The former Somerset captain, widely respected in world cricket circles for his reading of the game, then digs to two earlier instances where the Australians could have felt aggrieved in India.
Australia "were entitled to take a stand and demand a hearing - especially after their disgraceful treatment by the crowd and a local umpire in Mumbai not long ago (not to mention in Kolkata in 2004) last October," he wrote।

Roebuck's reference to the Kolkata TVS Cup tri-series final in 2003-04 where Australia won by 37 runs is vague because most of the decisions taken by the two umpires A V Jayaprakash (India) and David Shepherd (England) did not give rise to any debate. And as far as the crowd there goes, Roebuck, who was present to cover that match, had written then: "A final at Eden is bigger - in terms of atmosphere - than a final at Lord's or the MCG. Why? The people."

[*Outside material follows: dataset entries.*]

PR #1949, opened 2022-12-12
MGMT-12439: Deploy heterogeneous infrastructure

adriengentil:
This PR contains:
- a terraform module able to provision multiple devices from equinix metal
- Two ansible playbooks: 
  -  create heterogeneous clusters, which is responsible to provision the devices from equinix using the terraform module above, and soon, configure both of the machines (ipip tunnel and libvirt)
  - destroy the machines created by the first playbook

Here is CI definition if you want to check how the playbooks are used: https://github.com/openshift/release/tree/master/ci-operator/step-registry/assisted/equinix

### DIFF
--- a/Dockerfile.assisted-test-infra
+++ b/Dockerfile.assisted-test-infra
@@ -7,6 +7,11 @@ ENV TOOLS=/tools/
 ENV PATH="$TOOLS:$PATH"
 RUN mkdir $TOOLS --mode g+xw
 
+# TODO: Remove once OpenShift CI supports it out of the box (see https://access.redhat.com/articles/4859371)
+RUN chmod g+w /etc/passwd && \
+    echo 'echo default:x:$(id -u):$(id -g):Default Application User:/alabama:/sbin/nologin\ >> /etc/passwd' > /usr/local/bin/fix_uid.sh && \
+    chmod g+rwx /usr/local/bin/fix_uid.sh
+
 # CRB repo is required for libvirt-devel
 RUN dnf -y install --enablerepo=crb \
   make \
@@ -53,7 +58,9 @@ ENV PATH=$PATH:/usr/local/go/bin:/go/bin
 
 COPY . .
 
-RUN chgrp -R 0 /home/assisted-test-infra && \
+# init terraform in order to cache the provider
+RUN terraform -chdir=/home/assisted-test-infra/terraform_files/equinix-ci-machine init && \
+    chgrp -R 0 /home/assisted-test-infra && \
     chmod -R g=u /home/assisted-test-infra
 
 # setting pre-commit env
--- a/ansible_files/equinix_heterogeneous_create_infra_playbook.yml
+++ b/ansible_files/equinix_heterogeneous_create_infra_playbook.yml
@@ -1,0 +1,38 @@
+- name: Create and configure the equinix infrastructure to run heterogneous cluster tests
+  hosts: localhost
+  vars_prompt:
+    - name: equinix_project_id
+      prompt: Equinix metal project ID in which the device(s) will be created
+      private: false
+    - name: equinix_auth_token
+      prompt: Equinix metal API token
+    - name: equinix_ssh_private_key_path
+      prompt: Path to an SSH private key allowed to connect on the created device(s)
+      private: false
+    - name: equinix_unique_id
+      prompt: Hostname prefix which will be used to identify the device(s)
+      private: false
+    - name: equinix_tf_vars_file
+      prompt: Place where the Terrafom variable file will be stored
+      private: false
+    - name: equinix_tf_state_file
+      prompt: Place where the Terrafom state file will be stored
+      private: false
+  vars:
+    terraform_equinix_workdir: "{{ [playbook_dir, '..', 'terraform_files', 'equinix-ci-machine'] | path_join | realpath }}"
+  tasks:
+    # Create the required devices to test heterogeneous scenarios
+    - ansible.builtin.import_role:
+        name: equinix/heterogeneous_create_infra
+    # Export the connection details, required for the common steps in Prow
+    - ansible.builtin.import_role:
+        name: equinix/export_primary_device_connection_details
+    # Build an IPIP tunnel between both of the machines in "heterogeneous" group
+    - ansible.builtin.import_role:
+        name: common/setup_ipip_tunnel
+      vars:
+        ipip_group: heterogeneous
+    # - ansible.builtin.import_role:
+    #     name: equinix/install_libvirt
+    # - ansible.builtin.import_role:
+    #     name: equinix/expose_libvirt
--- a/ansible_files/roles/common/setup_ipip_tunnel/tasks/main.yml
+++ b/ansible_files/roles/common/setup_ipip_tunnel/tasks/main.yml
@@ -1,0 +1,9 @@
+- name: Check if group "{{ ipip_group }}" exists and contains exactly 2 hosts
+  ansible.builtin.fail:
+    msg: Group "{{ ipip_group }}" must exist and contain exactly 2 hosts
+  when: groups[ipip_group] is not defined or (groups[ipip_group] | length != 2)
+
+- name: Ping hosts in group "{{ ipip_group }}"
+  ansible.builtin.ping:
+  delegate_to: "{{ item }}"
+  loop: "{{ groups[ipip_group] }}"
--- a/ansible_files/roles/equinix/export_primary_device_connection_details/tasks/main.yml
+++ b/ansible_files/roles/equinix/export_primary_device_connection_details/tasks/main.yml
@@ -1,0 +1,11 @@
+- name: Check if primary group exists and contains exactly 1 host
+  ansible.builtin.fail:
+    msg: Group primary must exits and contain exactly 1 host
+  when: groups[primary_device_group_name] is not defined or (groups[primary_device_group_name] | length != 1)
+
+- name: "Export connection details of primary device"
+  ansible.builtin.template:
+    src: "ci-machine-config.sh.j2"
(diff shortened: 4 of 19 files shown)


ansible_files/equinix_heterogeneous_create_infra_playbook.yml
```diff
@@ -0,0 +1,38 @@
...
+      prompt: Place where the Terrafom variable file will be stored
+      private: false
+    - name: equinix_tf_state_file
+      prompt: Place where the Terrafom state file will be stored
+      private: false
+  vars:
+    terraform_equinix_workdir: "{{ [playbook_dir, '..', 'terraform_files', 'equinix-ci-machine'] | path_join | realpath }}"
+  tasks:
+    # Create the required devices to test heterogeneous scenarios
+    - ansible.builtin.import_role:
```
osherdp, line 25: just something I don't understand,
what's the difference between this syntax (with tasks and role-importing) and running it like in the other playbook?
```
  roles:
    - equinix/generic_destroy_infra
```

ansible_files/roles/common/setup_ipip_tunnel/tasks/main.yml
```diff
@@ -0,0 +1,9 @@
+- name: Check if group "{{ ipip_group }}" exists and contains exactly 2 hosts
+  ansible.builtin.fail:
+    msg: Group "{{ ipip_group }}" must exits and contain exactly 2 hosts
```
osherdp, line 3:
```suggestion
    msg: Group "{{ ipip_group }}" must exist and contain exactly 2 hosts
```

ansible_files/roles/equinix/export_primary_device_connection_details/tasks/main.yml
```diff
@@ -0,0 +1,11 @@
+- name: Check if primary group contains exists and contains exactly 1 host
```
osherdp, line 1:
```suggestion
- name: Check if primary group exists and contains exactly 1 host
```

terraform_files/equinix-ci-machine/variables_equinix.tf
```diff
@@ -0,0 +1,45 @@
...
+}
+
+variable "devices" {
+  description = "The total configuration, List of Objects/Dictionary"
+  type = list(
+    object({
+      plan             = string
+      facilities       = optional(list(string), null)
+      operating_system = optional(string, null)
+      project_id       = optional(string, null)
```
osherdp, line 41: on what cases we'll want those to be optional/null?

osherdp (commented):
gave it a little swipe
mainly questions and nits

ansible_files/equinix_heterogeneous_create_infra_playbook.yml
```diff
@@ -0,0 +1,47 @@
...
+  hosts: localhost
+  vars_prompt:
+    - name: equinix_project_id
+      prompt: Equinix metal project ID in which the device(s) will be created
+      private: false
+    - name: equinix_auth_token
+      prompt: Equinix metal API token
+    - name: equinix_private_ssh_key_path
+      prompt: Path to an SSH private key allowed to connect on the created device(s)
+      private: false
```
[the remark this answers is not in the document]
adriengentil: if these variables are not defined on the command, the user will be prompted  to fill them, `private` tells if the user's input will be printed on the terminal or not while he is typing (like when SSH asks you for a password).

ansible_files/equinix_heterogeneous_create_infra_playbook.yml
```diff
@@ -0,0 +1,47 @@
...
+  vars:
+    terraform_equinix_workdir: "{{ (playbook_dir + '/../terraform_files/equinix-ci-machine') | realpath }}"
+  tasks:
+    - debug:
+        var: terraform_equinix_workdir
+
+    - debug:
+        var: playbook_dir
+
+    - ansible.builtin.pause:
```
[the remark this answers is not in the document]
adriengentil: yes, for PEBKAC bugs :see_no_evil:

ansible_files/equinix_heterogeneous_create_infra_playbook.yml
adriengentil: it's the same meaning, when using the `roles` it will runs the roles on the `hosts` specified at playbook level. The `tasks` directive gives more control on with hosts we want to run the role.

terraform_files/equinix-ci-machine/variables_equinix.tf
adriengentil: yeah, you're right, we can offload most of the templating to jinja/ansible, it would be more maintainable than mixing both.

ansible_files/equinix_heterogeneous_create_infra_playbook.yml
osherdp: and in this case it will allow using only hosts generated by ``equinix/heterogeneous_create_infra`` and it will ignore ``localhost``?

adriengentil: it'll be localhost exception if I specify a host, I'll do it with the libvirt role because I want to apply it on the arm machine only.

Also, I'm still discovering stuff, so it may change again :D

adriengentil:
We are almost good :partying_face: , the job provisioned the machines, ran the common workflow (failed because I'm using the cheapest machines available for testing), and destroyed the machines.

ansible_files/equinix_heterogeneous_create_infra_playbook.yml
adriengentil: ah also to pass variables, we need the `import_roles`, see below for the ipip setup.

terraform_files/equinix-ci-machine/variables_equinix.tf
adriengentil: ok I moved the heavy lifting in ansible, it's cleaner I think now, thanks!

Dockerfile.assisted-test-infra
```diff
@@ -53,7 +59,9 @@ ENV PATH=$PATH:/usr/local/go/bin:/go/bin
 
 COPY . .
 
-RUN chgrp -R 0 /home/assisted-test-infra && \
+# init terraform in order to cache the provider
+RUN terraform -chdir=/home/assisted-test-infra/terraform_files/equinix-ci-machine init && \
```
adriengentil, line 63: I don't know if there is a better solution, it's required to have the provider already in place when destroying the machines using ansible.

ansible_files/roles/common/setup_ipip_tunnel/tasks/main.yml
```diff
@@ -0,0 +1,9 @@
+- name: Check if group "{{ ipip_group }}" exists and contains exactly 2 hosts
```
adriengentil, line 1: It's just a placeholder at the moment, I'll push the full role with another PR

ansible_files/roles/equinix/heterogeneous_create_infra/defaults/main.yaml
```diff
@@ -0,0 +1,9 @@
+primary_device_group_name: "primary"
+secondary_device_group_name: "secondary"
+equinix_ssh_user: "root"
+equinix_plans: "{{
+      {
+       primary_device_group_name : 'c3.small.x86',
+       secondary_device_group_name : 'c3.small.x86'
```
adriengentil, line 7: The plans are not definitive, it's just they are cheap. I'll change them with another once the full playbook is ready.

adriengentil:
/hold
the update of terraform is not seamless, I'll update the version separately in another PR

ansible_files/equinix_heterogeneous_create_infra_playbook.yml
adriengentil: actually, no need for `import_task` to pass variables: https://github.com/openshift/assisted-test-infra/pull/1958/files#diff-5f56cc8fd10b4a77b4dc1326b5d54afde9b2c4b0ae285efab6a069c072505f73R23-R43

adriengentil:
/unhold
`e2e-metal-assisted-day2-arm-workers` is expected to fail but it correctly provisioned and destroyed the devices from equinix

ansible_files/equinix_heterogeneous_create_infra_playbook.yml
adriengentil: I'll tackle that in the coming IPIP PR

ansible_files/vars/ci_equinix_infrastucture.yml
```diff
@@ -0,0 +1,7 @@
+# Equinix related vars, built from CI vars
+equinix_project_id: "{{ lookup('file', cluster_profile_dir + '/packet-project-id') | trim }}"
+equinix_auth_token: "{{ lookup('file', cluster_profile_dir + '/packet-auth-token') | trim }}"
+equinix_ssh_private_key_path: "{{ cluster_profile_dir }}/packet-ssh-key"
```
osherdp, line 4: I'm a bit unsure about this file belonging here in test-infra. I think things like ``packet-ssh-key`` that are configured once in ``openshift/release`` should be mentioned only there

Either way, it's not a blocker. Just wanted to add a note about it

osherdp (approved):

ansible_files/vars/ci_equinix_infrastucture.yml
adriengentil: If needed, they can be overridden from the release config using the `ANSIBLE_EXTRA_VARS` environment variable: https://github.com/openshift/release/blob/master/ci-operator/step-registry/assisted/equinix/setup/assisted-equinix-setup-ref.yaml#L19-L21

It should help if we want to make consistent changes in the `release` repo without changing this one.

But his reference to the local umpire in Mumbai is no surprise। Be it the dubious decision on Brad Hogg (caught at short-leg) or the Murali Kartik caught-behind appeal that was turned down, Australia can rightfully claim to have got a raw deal from Indian umpire Amish Saheba.

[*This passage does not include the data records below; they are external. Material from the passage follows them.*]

PR #1953, opened 2022-12-15
Fix iptables fixture and delete action

bkopilov:
Iptables check does not work when having a chain of sources
    When we insert a rule with multiple source, iptables split the list
    and adding each source with same conditions

    On check action iptables wont catch case when having a mix of source
    when 1 is not in the table. looks like iptables check only one.
    In case check action returned wrong result add/delete rule chnaged and
    may trigger failures due to unexpected results

    Also deletion , iptables delete only the first match when having duplicate
    rules.

    Example:
    iptables --insert FORWARD -p tcp -j DROP -s 192.168.128.10,192.168.128.13
    results with:
    -A FORWARD -s 192.168.128.13/32 -p tcp -m tcp --dport 80 -j DROP
    -A FORWARD -s 192.168.128.10/32 -p tcp -m tcp --dport 80 -j DROP

    We will get different result from iptables for:
    iptables --check FORWARD -p tcp -j DROP -s 7.7.7.7,192.168.128.10
    iptables --check FORWARD -p tcp -j DROP -s 192.168.128.10,7.7.7.7

    Means that only 1 is the best approch here.

### DIFF
--- a/src/assisted_test_infra/test_infra/controllers/iptables.py
+++ b/src/assisted_test_infra/test_infra/controllers/iptables.py
@@ -62,7 +62,8 @@ class IptableRule:
             utils.run_command(insert_rule, shell=True)
 
     def delete(self) -> None:
-        if self._does_rule_exist():
-            delete_rule = self._build_command_string(IpTableCommandOption.DELETE)
+        # delete duplicate rules when exists
+        delete_rule = self._build_command_string(IpTableCommandOption.DELETE)
+        while self._does_rule_exist():
             log.info(f"Removing iptable rule: {delete_rule}")
             utils.run_command(delete_rule, shell=True)
--- a/src/tests/base_test.py
+++ b/src/tests/base_test.py
@@ -2,6 +2,7 @@ import json
 import os
 import shutil
 from contextlib import suppress
+from copy import deepcopy
 from pathlib import Path
 from typing import Callable, Dict, List, Optional, Tuple, Type, Union
 
@@ -648,9 +649,18 @@ class BaseTest:
             log.info(f"Given node ips: {given_node_ips}")
 
             for _rule in iptables_rules:
-                _rule.add_sources(given_node_ips)
-                rules.append(_rule)
-                _rule.insert()
+                # Add rule without given sources
+                if not given_node_ips:
+                    rules.append(_rule)
+                    _rule.insert()
+                    continue
+                # iptables check does not work for chain of sources
+                for source in given_node_ips:
+                    copy_rule = deepcopy(_rule)
+                    copy_rule.add_sources([source])
+                    log.info(f"Adding rule with source: {copy_rule}")
+                    rules.append(copy_rule)
+                    copy_rule.insert()
 
         yield set_iptables_rules_for_nodes
         log.info("---TEARDOWN iptables ---")


lalon4:
/hold
Still need some testing

bkopilov:
> /hold Still need some testing

Just to sync , 
we has iptables versions issue between hypervisor 8.6 and centos 9,  problem addresses here :  https://github.com/openshift/assisted-test-infra/pull/1962

Let me know if we can move on with this patch

osherdp:
> > /hold Still need some testing
> 
> Just to sync , we has iptables versions issue between hypervisor 8.6 and centos 9, problem addresses here : #1962
> 
> Let me know if we can move on with this patch

I'm still waiting for the reproduction steps you've promised me :)

bkopilov:
> iptables --check FORWARD -p tcp -j DROP -s 7.7.7.7,192.168.128.10

POC why the iptables --check can not work on multiple sources !!!

# create two rules in iptables
iptables --insert FORWARD -p tcp -j DROP -s 1.1.1.1,2.2.2.2
# delete 1.1.1.1 
iptables --delete FORWARD -p tcp -j DROP -s 1.1.1.1

# here is the entry in iptable
-A FORWARD -s 2.2.2.2/32 -p tcp -j DROP
-----------------------------------
iptables --check FORWARD -p tcp -j DROP -s 1.1.1.1,2.2.2.2

iptables --check FORWARD -p tcp -j DROP -s 2.2.2.2,1.1.1.1
 
[root@ocp-edge82 ~]# iptables --check FORWARD -p tcp -j DROP -s 2.2.2.2,1.1.1.1
iptables: Bad rule (does a matching rule exist in that chain?).


The check command resturns different results when order changed means it supports only 1 source and we can not rely on it as condition to add/ remove rules.
Its going to be painfull in a corner cases.

As for automation testcase, i did not get to it but we need to close this hole in our code :)

bkopilov:
> > iptables --check FORWARD -p tcp -j DROP -s 7.7.7.7,192.168.128.10
> 
> POC why the iptables --check can not work on multiple sources !!!
> 
> create two rules in iptables
> iptables --insert FORWARD -p tcp -j DROP -s 1.1.1.1,2.2.2.2
> 
> delete 1.1.1.1
> iptables --delete FORWARD -p tcp -j DROP -s 1.1.1.1
> 
> here is the entry in iptable
> -A FORWARD -s 2.2.2.2/32 -p tcp -j DROP
> 
> iptables --check FORWARD -p tcp -j DROP -s 1.1.1.1,2.2.2.2
> 
> iptables --check FORWARD -p tcp -j DROP -s 2.2.2.2,1.1.1.1
> 
> [root@ocp-edge82 ~]# iptables --check FORWARD -p tcp -j DROP -s 2.2.2.2,1.1.1.1
> 
> iptables: Bad rule (does a matching rule exist in that chain?).
> 
> The check command resturns different results when order changed means it supports only 1 source and we can not rely on it as condition to add/ remove rules. Its going to be painfull in a corner cases.
> 
> As for automation testcase, i did not get to it but we need to close this hole in our code :)

osherdp:
@bkopilov those are not reproduction steps
reproduction steps should show how you can reach the problematic state using the code that you're changing. meaning it should either be:
```
make test <THIS> <THAT>
```
or:
```
        rule1 = IptableRule(...)
        rule2 = IptableRule(...)
        iptables(new_cluster, [rule1, rule2], None)
```

the reason for such requirement, is for others to get to the same state if in the future we're regressing 
please, do that thing for both me (so I can effectively review it) and for others in the future that will thank you for being so elaborating :)

bkopilov:
> @bkopilov those are not reproduction steps reproduction steps should show how you can reach the problematic state using the code that you're changing. meaning it should either be:
> 
> ```
> make test <THIS> <THAT>
> ```
> 
> or:
> 
> ```
>         rule1 = IptableRule(...)
>         rule2 = IptableRule(...)
>         iptables(new_cluster, [rule1, rule2], None)
> ```
> 
> the reason for such requirement, is for others to get to the same state if in the future we're regressing please, do that thing for both me (so I can effectively review it) and for others in the future that will thank you for being so elaborating :)

ack , 
we can close this issue , we just need to remeber that iptable --check does not work if multiple sources and one source is removed which wont happen the way the code is written.

osherdp:
As you wish
closing for now
/close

Eventually, the visitors lost the game by two wickets, with the ninth-wicket partnership of 53 runs between Kartik and Zaheer Khan seeing India through।

To top it all, Mumbai made headlines in a rather ugly way, with a section of the crowd snapped on camera making monkey gestures at Andrew Symonds। Symonds in Sydney had claimed that Harbhajan had racially abused him by calling him a "monkey" - the charge was downgraded yesterday after the ICC appeals panel said it could not be proved.

In his latest column, Roebuck also came down hard on attempts by Cricket Australia and BCCI to "broker a compromise" on the Harbhajan issue। "All around, it has been a bad business. Over the years, India have often been represented by gentlemen with high principles and a strong sense of sportsmanship. Australia have not been so fortunate. But it seems that power has corrupted. It was intolerable that India's one-day players were sent to Adelaide when they ought to have been practising hard in Melbourne," he wrote. "It was not an implied threat to the justice system. It was a direct challenge to it. India took part in the creation of the legal framework they disregarded. If the Indians had packed their bags, Australia should have refused to appear in India next season," he added.

Roebuck's earlier column in the same newspaper after the Sydney Test had sparked worldwide furore when he called for an "arrogant" Ponting to resign for turning "a bunch of professional cricketers into a pack of wild dogs". Roebuck was objecting to Australia's over-aggressive attitude in a match scarred by bad umpiring.